Start of Input

PR #174, opened 2020-08-11
Update seekTranscript to use long instead of Date for time.

amuamushu:
Currently, seekTranscript uses Date. However, a recent pull request updated the rest of the code to use long.


src/main/webapp/timestamps.js
```diff
@@ -42,11 +41,8 @@ function timestampToSeconds(timestampMs) {
...
 /**
- * @return {number} The {@code date} in seconds.
+ * Converts `seconds` into milliseconds.
  */
-// TODO: Remove this method once the pull request updating
-// Date to long is approved.
-function getDateInSeconds(date) {
-  return date.getSeconds() + date.getMinutes() * MINUTES_TO_SECONDS +
-      date.getHours() * HOURS_TO_SECONDS;
+function secondsToMilliseconds(seconds) {
```
jaysaleh, line 46: nit: maybe rename `seconds` we already know seconds is being passes in by the function name

src/main/webapp/view/transcript/transcript.js
```diff
@@ -88,8 +88,8 @@ function appendTextToList(transcriptLine, ulElement) {
   liElement.appendChild(hrElement);
   ulElement.appendChild(liElement);
   // Save the dates for seeking later.
```
n-wach, line 90: update/remove this comment

amuamushu: Thanks for reminding me! Removed.

src/main/webapp/timestamps.js
amuamushu: I think I'm going to keep it as `seconds` if that's okay because I want the function to be general.

billie-cat, line 46: wasn't this code added by Nathan? Should this PR be synced?

amuamushu: No, this was a function I added. His function converts milliseconds to seconds (the other way around)

PR #176, opened 2020-08-12
Update Scroll method for the Transcript.

amuamushu:
Currently, when a transcript line is scrolled to, it also scrolls the nav bar out of view. This pull request updates the scrolling function to prevent that from happening.

transcript scrolling with nav bar still there: https://drive.google.com/file/d/1aqYlpVaF4iGHttQf-nrdVyZBBBNbMMgp/view?usp=sharing


src/main/webapp/view/transcript/transcript.js
```diff
@@ -142,3 +142,13 @@ function removeBold(transcriptLineLiElement) {
   transcriptLineLiElement.classList.add(DEFAULT_FONT_WEIGHT);
   transcriptLineLiElement.classList.remove(BOLD_FONT_WEIGHT);
 }
+
+/**
+ * Scrolls `transcriptLine` to the top of
+ * `TRANSCRIPT_CONTAINER`.
```
n-wach, line 148: It's unclear what `TRANSCRIPT_CONTAINER` is without reading other code.  Change to "Scrolls `transcriptLine` to the top of the transcript area."?

amuamushu: Gotcha, updated!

End of Input

Your task
Take the entries above and repeat them. Alter nothing.

Response to the task
PR #174, opened 2020-08-11
Update seekTranscript to use long instead of Date for time.

amuamushu:
Currently, seekTranscript uses Date. However, a recent pull request updated the rest of the code to use long.


src/main/webapp/timestamps.js
```diff
@@ -42,11 +41,8 @@ function timestampToSeconds(timestampMs) {
...
 /**
- * @return {number} The {@code date} in seconds.
+ * Converts `seconds` into milliseconds.
  */
-// TODO: Remove this method once the pull request updating
-// Date to long is approved.
-function getDateInSeconds(date) {
-  return date.getSeconds() + date.getMinutes() * MINUTES_TO_SECONDS +
-      date.getHours() * HOURS_TO_SECONDS;
+function secondsToMilliseconds(seconds) {
```
jaysaleh, line 46: nit: maybe rename `seconds` we already know seconds is being passes in by the function name

src/main/webapp/view/transcript/transcript.js
```diff
@@ -88,8 +88,8 @@ function appendTextToList(transcriptLine, ulElement) {
   liElement.appendChild(hrElement);
   ulElement.appendChild(liElement);
   // Save the dates for seeking later.
```
n-wach, line 90: update/remove this comment

amuamushu: Thanks for reminding me! Removed.

src/main/webapp/timestamps.js
amuamushu: I think I'm going to keep it as `seconds` if that's okay because I want the function to be general.

billie-cat, line 46: wasn't this code added by Nathan? Should this PR be synced?

amuamushu: No, this was a function I added. His function converts milliseconds to seconds (the other way around)

PR #176, opened 2020-08-12
Update Scroll method for the Transcript.

amuamushu:
Currently, when a transcript line is scrolled to, it also scrolls the nav bar out of view. This pull request updates the scrolling function to prevent that from happening.

transcript scrolling with nav bar still there: https://drive.google.com/file/d/1aqYlpVaF4iGHttQf-nrdVyZBBBNbMMgp/view?usp=sharing


src/main/webapp/view/transcript/transcript.js
```diff
@@ -142,3 +142,13 @@ function removeBold(transcriptLineLiElement) {
   transcriptLineLiElement.classList.add(DEFAULT_FONT_WEIGHT);
   transcriptLineLiElement.classList.remove(BOLD_FONT_WEIGHT);
 }
+
+/**
+ * Scrolls `transcriptLine` to the top of
+ * `TRANSCRIPT_CONTAINER`.
```
n-wach, line 148: It's unclear what `TRANSCRIPT_CONTAINER` is without reading other code.  Change to "Scrolls `transcriptLine` to the top of the transcript area."?

amuamushu: Gotcha, updated!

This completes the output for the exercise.